> [DATA FOR THIS TASK]:
════════════════
PR #515, opened 2023-01-03
Updates HIP74 Genesis references

meowshka:


vincenzospaghetti (changes requested):
Hi Sasha - this looks great, but can you add some clear language about:
- This HIP is to be PoC post-Genesis, but we might use these tools pre-genesis ending
- We can start implementing this and treat it as beta
- clearly state there will be other HIPs proposed to communicate the changes to MOBILE PoC, and the HIPs going forward will be smaller and more easily consumable
- This HIP does not impact the Genesis Phase

Essentially it needs language that says its not impacting the premine nor is it kicking off programmatic emissions. It will take effect once the Genesis Phase is over. And, if it is implemented pre-Solana transition because the premine runs out, the core devs will work to begin programmatic emissions on the Helium L1 and treat it as beta.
════════════════
> [WHAT YOU WILL DO]: The first line of the records begins the span, and the line containing "- This HIP does not impact the Genesis Phase" ends it. Reproduce that span exactly, both ends included.

> [EXPECTED ANSWER]:
PR #515, opened 2023-01-03
Updates HIP74 Genesis references

meowshka:


vincenzospaghetti (changes requested):
Hi Sasha - this looks great, but can you add some clear language about:
- This HIP is to be PoC post-Genesis, but we might use these tools pre-genesis ending
- We can start implementing this and treat it as beta
- clearly state there will be other HIPs proposed to communicate the changes to MOBILE PoC, and the HIPs going forward will be smaller and more easily consumable
- This HIP does not impact the Genesis Phase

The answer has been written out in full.